In the code below, the two lines are wrong. How to correct that?
#include <iostream>
using namespace std;
class A{
public:
int a;
};
class B:public A{
public:
int b;
};
int main(){
A a;
B b;
b = a; //what happend?
cout << b.b << endl;
B* b2;
b2 = &a; // what happened?
cout << b->b << endl;
}
It makes no sense to assign a base object to a derived (or a base pointer to a derived pointer), so C++ will do its best to stop you doing it. The exception is when the base pointer really points at a derived, in which case you can use dynamic cast:
base * p = new derived;
derived * d = dynamic_cast <derived *>( p );
In this case, if p actually pointed at a base, the pointer d would contain NULL.
When an object is on the stack, you can only really assign objects of the same type to one another. They can be converted through overloaded cast operators or overloaded assignment operators, but you're specifying a conversion at that point. The compiler can't do such conversions itself.
A a;
B b;
b = a;
In this case, you're trying to assigning an A to a B, but A isn't a B, so it doesn't work.
A a;
B b;
a = b;
This does work, after a fashion, but it probably won't be what you expect. You just sliced your B. B is an A, so the assignment can take place, but because it's on the stack, it's just going to assign the parts of b which are part of A to a. So, what you get is an A. It's not a B in spite of the fact that you assigned from a B.

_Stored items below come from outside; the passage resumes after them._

Issue #996, opened 2023-10-05
Elasticsearch connector: Incorrect handling of falsy values


applicity:
### Description of the bug

The elasticsearch connector incorrectly handles non true values in the search results returned.  For example if we have a boolean field called important in our index, when we return a document which has a false value we get an empty object returned.

For example the returned document would look like this:

{ premium: {} }

We would expect this to return:

{ premium: { raw: false } }

Which is the structure of data being returned for a document with a true value, for example we get

{ premium: { raw: true } }

**To Reproduce**

1. Create an index with a boolean field
2. Add a document which has a false value for the boolean field
3. Return the document as a search result
4. The structure of the returned document will have an empty object 

**Expected behavior**

We would expect the field to contain the raw value of the field in all cases, rather than just truthy cases.  With the current behaviour we loose data for fields which have values of false, 0, "" etc.  

**Which backends and packages are you using:**
Backend: [Elasticsearch]
Packages: [react-search-ui, search-ui-elasticsearch-connector]

applicity:
I have created a PR and tests which resolve this issue.

joemcelroy:
thanks for the bug report and PR. Will try release soon.

PR #997, opened 2023-10-05
fix: Issue 996 - falsy values in search results

applicity:
## Description

Update the elasticsearch connector to fix mishandled falsy values

Any field which evaluates to false is returned as an empty object. This change fixes this to return the expected { raw: field value } construct.

## List of changes

Changes the mapping of fields to check for existence rather than truth.

## Associated Github Issues

#996


joemcelroy (approved):

joemcelroy:
thanks! Will try get it released soon.

Issue #1008, opened 2024-01-12
live demo is broken and local run also has issues


swimhiking:
Live demo TypeScript error:
  TypeError
  (0 , $csb__ic_apm_rum_core.observeUserInteractions) is not a function

Local run error:
  path C:\temp\practice\search-ui\packages\react-search-ui
  npm ERR! command failed
  npm ERR! command C:\WINDOWS\system32\cmd.exe /d /s /c npm run build
  npm ERR! > @elastic/react-search-ui@1.20.2 build
  npm ERR! > npm run clean && npm run build-js
  npm ERR!
  npm ERR!
  npm ERR! > @elastic/react-search-ui@1.20.2 clean
  npm ERR! > rimraf lib

sammy-b-123:
I'm also experiencing the same issues. Did you work out a way around it?

ColeDCrawford:
Same - both the demos at https://docs.elastic.co/search-ui/guides/using-with-vue-js and https://docs.elastic.co/search-ui/overview seem to be broken.

TattdCodeMonkey:
#1010 Should resolve the react issue with the live demo.

The vue issue seems to be different and I will try to look into it separately as well as the typescript issue.

joemcelroy:
Now merged and working. Thanks for the spot! https://codesandbox.io/p/sandbox/github/elastic/search-ui/tree/main/examples/sandbox?file=%2Fsrc%2Fpages%2Felasticsearch%2Findex.js

ColeDCrawford:
Thanks @joemcelroy - is there a separate issue for the problem with the Vue demo?

PR #1010, opened 2024-01-23
[Demo] remove apm init as it is broken

TattdCodeMonkey:
## Description
The `initApm()` call is failing and causing the live demo to not load, removing it for now.

## List of changes
- Remove the `initApm()`

## Associated Github Issues
- #1008


joemcelroy:
I suggest we also remove the deps and instrumented route. See PR https://github.com/elastic/search-ui/pull/764/files

joemcelroy (approved):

If you really want to be assigning objects of one type to another, they need to be pointers.
A* pa = NULL;
B* pb = new B;
pa = pb;
This works. pa now points to pb, so it's still a B. If you have virtual functions on A and B overrides them, then when you call them on pa, they'll call the B version (non-virtual ones will still call the A version).
A* pa = new A;
B* pb = pa;
This doesn't work. pa doesn't point B, so you can't assign it to pb which must point to a B. Just because a B is an A doesn't mean than an A is a B.
A a;
B* pb = &a;
This doesn't work for the same reason as the previous one. It just so happens that the A is on the stack this time instead of the heap.
A* pa;
B b;
pa = &b;
This does work. b is a B which is an A, so A can point to it. Virtual functions will call the B versions and non-virtual ones will call the A versions.

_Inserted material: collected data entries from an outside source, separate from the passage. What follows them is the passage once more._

Issue #1027, opened 2024-03-14
Upgrade peer-dependencies in react-search-ui to React & React-DOM version 18.2.0


ThunbergOlle:
Hello! 👋  I'm migrating a project to react version 18.2 and saw that we receive peer-dependency warnings when installing about elastic/search-ui only supporting up to react version 18.0.0. Reading the changelogs for version [18.1](https://github.com/facebook/react/blob/main/CHANGELOG.md#1810-april-26-2022) and [18.2](https://github.com/facebook/react/blob/main/CHANGELOG.md#1820-june-14-2022) there does not seem to be any newly introduced changes affecting this repository. 

Is it possible for to update the [peer-dependencies to version 18.2](https://github.com/yakhinvadim/search-ui/blob/3533b13d44e00767fed2717a833998c2afd05313/packages/react-search-ui/package.json#L38-L41)? 😄

joemcelroy:
Yes thanks for letting us know!

joemcelroy:
released in 1.21.1

PR #1028, opened 2024-03-14
Tweak peerDependencies for react 18.2.0

joemcelroy:
- updates the sandbox to use react 18
- update the peerDependencies to react 18

fixes https://github.com/elastic/search-ui/issues/1027


yansavitski (approved):

joemcelroy:
just updated the peerDependencies vs upgrading to react 18. The reason is down to our tests using enzyme and its lack of support for 18. Plan is to use RTL in future.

So, basically, A* can point to B's because B is an A. B* can't point to A because it isn't a B.
The compiler won't allow that kind of thing. And even if you manage to do it through some casting hack, doing so makes no sense. Assigning a derived object to a pointer of a base makes sense because everything that base can do, derived can do. However, if the opposite case was allowed, what if you try to access a member defined in derived on a base object? You would be trying to access an area of memory filled with garbage or irrelevant data.
b = a; //what happend?
This is plain illegal - A is not B, so you can't do it.
b2 = &a; // what happened?
Same here.
In neither case, the compiler wouldn't know what to assign to int b, hence he prevents you from doing that. The other way around (assigning Derived to Base) works, because Base is a subset of Derived.
Now if you would tell us, what exactly you want to achieve, we might help you.
If it's a case of assigning an A that is known to be a Derived type, you can do a cast:
A* a = new B();
B* b = dynamic_cast<B>(a);
Just remember that if a is not a B then dynamic_cast will return NULL. Note that this method works only on pointers for a reason.
Derived object is a kind of Base object, not the other way around.